Directions for this task: Using the data below, gather each line that includes the word "chrishenry".

Collected data entries:

Issue #77, opened 2017-02-04
Refactor: Replace all non-digit chars in clean_bbl


chrishenry:
We're currently replacing a few different characters in `clean_utils.clean_bbl` before consuming `block` and `lot` columns. We should just remove all non-digit characters.

rdlester:
For @virgilib.

rdlester:
The function to modify is at https://github.com/chrishenry/deltanyc-heatseek/blob/master/data-imports/clean_utils.py#L84

virgilib:
@rdlester, in my commit on the pull request, I modified clean_bbl instead of the L84 you mentioned.  Let me know if I misunderstood the issue.

chrishenry:
Hi @virgilib! You were definitely in the right place. (The line number shifted since the comment was made.)

PR #129, opened 2017-04-11
in clean_bbl, replaced all non-digit chars with empty string

virgilib:
fixes issues #77

### DIFF
--- a/data-imports/clean_utils.py
+++ b/data-imports/clean_utils.py
@@ -138,13 +138,12 @@ def clean_bbl(table, boro, block, lot):
 
     return sql + '''
     UPDATE {table} SET {block} = REPLACE({block}, ' ', 0);
-    UPDATE {table} SET {block} = REPLACE({block}, '`', '');
     UPDATE {table} SET {block} = preg_replace('/[^0-9]/', '', {block});
     UPDATE {table} SET {lot} = REPLACE({lot}, ' ', 0);
     UPDATE {table} SET {lot} = preg_replace('/[^0-9]/', '', {lot});
+    UPDATE {table} SET {boro} = preg_replace('/[^0-9]/', '', {boro});
     UPDATE {table} SET bbl =
-            concat(trim({boro}), trim(LPAD({block}, 5, '0')), trim(LPAD({lot}, 4, '0')))
-            WHERE {boro} REGEXP '^[0-9]+$' AND {block} REGEXP '^[0-9]+$' AND {lot} REGEXP '^[0-9]+$';
+            concat(trim({boro}), trim(LPAD({block}, 5, '0')), trim(LPAD({lot}, 4, '0')));
     ALTER TABLE {table} ADD INDEX (bbl);
     '''.format(table=table, boro=boro, block=block, lot=lot)
 
--- a/data-imports/clean_utils.py
+++ b/data-imports/clean_utils.py
@@ -139,7 +139,9 @@ def clean_bbl(table, boro, block, lot):
     return sql + '''
     UPDATE {table} SET {block} = REPLACE({block}, ' ', 0);
     UPDATE {table} SET {block} = REPLACE({block}, '`', '');
+    UPDATE {table} SET {block} = preg_replace('/[^0-9]/', '', {block});
     UPDATE {table} SET {lot} = REPLACE({lot}, ' ', 0);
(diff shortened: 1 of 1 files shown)


data-imports/clean_utils.py
```diff
@@ -139,7 +139,9 @@ def clean_bbl(table, boro, block, lot):
     return sql + '''
     UPDATE {table} SET {block} = REPLACE({block}, ' ', 0);
     UPDATE {table} SET {block} = REPLACE({block}, '`', '');
+    UPDATE {table} SET {block} = preg_replace('/[^0-9]/', '', {block});
```
chrishenry: Great! However, I'd remove the 2 lines above, since the regex takes care of them both!

data-imports/clean_utils.py
```diff
@@ -139,7 +139,9 @@ def clean_bbl(table, boro, block, lot):
...
     UPDATE {table} SET {lot} = REPLACE({lot}, ' ', 0);
+    UPDATE {table} SET {lot} = preg_replace('/[^0-9]/', '', {lot});
```
chrishenry: Same here. The replace of `' '` is now covered by the regex.

chrishenry (changes requested):
Thanks for submitting! Just remove the now superfluous replacements above yours and we'll get this merged!

data-imports/clean_utils.py
```diff
@@ -139,7 +139,9 @@ def clean_bbl(table, boro, block, lot):
...
     UPDATE {table} SET bbl =
             concat(trim({boro}), trim(LPAD({block}, 5, '0')), trim(LPAD({lot}, 4, '0')))
             WHERE {boro} REGEXP '^[0-9]+$' AND {block} REGEXP '^[0-9]+$' AND {lot} REGEXP '^[0-9]+$';
```
rdlester: Also - I'm pretty sure the REGEXP statements down here are now superfluous.

chrishenry: Yep, the whole `WHERE` statement looks like it can go.

data-imports/clean_utils.py
virgilib: Sorry if I misunderstood, but doesn't the line above replace ' ' with zero, therefore not covered by the regex?

data-imports/clean_utils.py
virgilib: To get rid of the first part of the WHERE statement, should I add a preg_replace for the boro column?

rdlester: Yep.

data-imports/clean_utils.py
rdlester: That's a good point, it's not equivalent to your new cleaning. However, it's doing something pretty odd - replacing all spaces with 0s. I would assume this would only be correct if numbers are consistently entered with spaces instead of 0s; if spaces are accidents, then we want to actually remove them entirely. The latter is what I'd expect, but we should investigate if the former ever applies.
I'd prefer we figure this out now; however, if you don't have much time and would rather finish this PR up, we can file an issue for it and deal with it later.

virgilib: I don't have a whole lot of time but seems this issue isn't extremely time-sensitive either, so we have some leeway.  Let me look into the databases this weekend to see how easy it is to resolve.

chrishenry: Yea, it actually is super unclear as to whether the `'  '` -> `0` replacement is valid. 

My suspicion is the spaces are the result of bad scans or manual errors. A good place to start would be to find (from the initial import) some entries with spaces, and then compare the address against a different dataset. Or even use the [NYC BBL tool](http://webapps.nyc.gov:8084/CICS/fin1/find001I)

What would useful is finding if these addresses exhibit a pattern. As in, if all spaces are just that (empty space), then we could simply close them up and the regex is valid. However, if there are cases where spaces represent missing, unknown digits, we may want to mark these as having invalid data. We could then add an additional step to run these through an additional step that overwrites the BBL with data from the NYC BBL tool.

And yep, no particular rush on this...

rdlester:
This was updated. I'll call it good and open a separate issue to investigate the ' ' -> 0 mapping.

rdlester (approved):

virgilib:
close #77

Written reply:
chrishenry:
The function to modify is at https://github.com/chrishenry/deltanyc-heatseek/blob/master/data-imports/clean_utils.py#L84
chrishenry:
chrishenry: Great! However, I'd remove the 2 lines above, since the regex takes care of them both!
chrishenry: Same here. The replace of `' '` is now covered by the regex.
chrishenry (changes requested):
chrishenry: Yep, the whole `WHERE` statement looks like it can go.
chrishenry: Yea, it actually is super unclear as to whether the `'  '` -> `0` replacement is valid. 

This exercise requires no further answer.